Having done both sound and light – you know I am going to argue here don’t you  

Next time the subs are kicking, wander over to the distro panel and take a look at the ammeter. Sound can overdraw power just the same as lights can.

The other thing to keep in mind is that everyone notices when the sound is bad. With lights, many either didn’t notice or believed the light tech when he said “it was the look I was aiming for”. Unless you have follow spot operators that couldn’t hit the side of a barn. :roll:


----------



## zac850 (Jun 22, 2004)

theres only one thing left for me to say:

why do sound guys smell?





so even the deaf have a reason to hate them


----------



## Eboy87 (Jun 22, 2004)

I apologize if I've offended anyone. I do both lights _and_ sound.


----------



## zac850 (Jun 22, 2004)

Its OK, I guess we'll forgive you.

Even I have been known to dabble at a sound board....


----------



## Mayhem (Jun 22, 2004)

Eboy87 said:


> I apologize if I've offended anyone. I do both lights _and_ sound.



Relax - you have offended nobody. In fact, it is good to see people pasionate about their interests/work/professions


zac850 said:


> theres only one thing left for me to say:
> 
> why do sound guys smell?
> 
> so even the deaf have a reason to hate them



Zac, on the other hand, is just plain evil


----------



## zac850 (Jun 22, 2004)

hehe, I was told that by my lighting teacher.
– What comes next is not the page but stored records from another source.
PR #68, opened 2020-03-30
Implement VK_KHR_timeline_semaphores

### LINKED ISSUE #65: Look into semaphore error spam
Games like WoW have a lot of spam like:
```
fixme:d3d12_command_queue_Wait: Failed to acquire Vulkan semaphore for fence 0x7f2fd72ffc60, value 0x2ed9, completed value 0x2ed8.
```
It does not seem to affect rendering, but we should investigate if there is some underlying bug.

HansKristian-Work:
Tested on NV with test suite, Metro, Control and WoW.

Queue submit out of order might not work as expected yet since we are currently serializing many virtual queues on top of one queue, but this feature does not seem to be used by much content out there. It would not work at any rate with current vkd3d as it stands anyways.

For now I'm keeping the old implementation around in case we need a fallback for certain drivers, but the goal is to remove the fallback path eventually.

Also, fix the test suite to not rely on non-monotonically increasing values. https://docs.microsoft.com/en-us/windows/win32/direct3d12/user-mode-heap-synchronization#fences specifies it as monotonically increasing, so not sure why tests don't follow that.

Fixes #65.

### DIFF
--- a/libs/vkd3d/command.c
+++ b/libs/vkd3d/command.c
@@ -945,17 +945,122 @@ static HRESULT d3d12_fence_add_vk_semaphore(struct d3d12_fence *fence,
     return hr;
 }
 
-static HRESULT d3d12_fence_signal_timeline_semaphore(struct d3d12_fence *fence, uint64_t value)
+static void d3d12_fence_signal_external_events_locked(struct d3d12_fence *fence)
+{
+    unsigned int i, j;
+
+    for (i = 0, j = 0; i < fence->event_count; ++i)
+    {
+        struct vkd3d_waiting_event *current = &fence->events[i];
+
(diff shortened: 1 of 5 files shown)


HansKristian-Work:
Apparently, rewinding fences on D3D12 is actually allowed on Win10 (but not documented), Win7 disallows it though ... Might have to rethink a bit how we implement this if we should care about this case.

SveSop:
> Apparently, rewinding fences on D3D12 is actually allowed on Win10 (but not documented), Win7 disallows it though ... Might have to rethink a bit how we implement this if we should care about this case.

So fence-rewinding is not available on Win7, and this could cause a problem for wine? Or is it more for backwards compatibility "in-case-of"?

He told me it as he was leaving, since I was spending the rest of the night helping the sound people wire the sound system and the clear coms up (which was a lot of fun). The only problem was that I was the one lighting guy, helping out all the sound guys, and I was outnumbered.... they were making fun of me  :x 8O . 

Anyway, just so you guys all know, I do have a lot of respect for soundies, and when I have worked sound I've had lots of fun doing it, I enjoy lighting more, but sound is just as difficult, and a lot of fun.

Its just to much fun to get into the sound v. light arguments


----------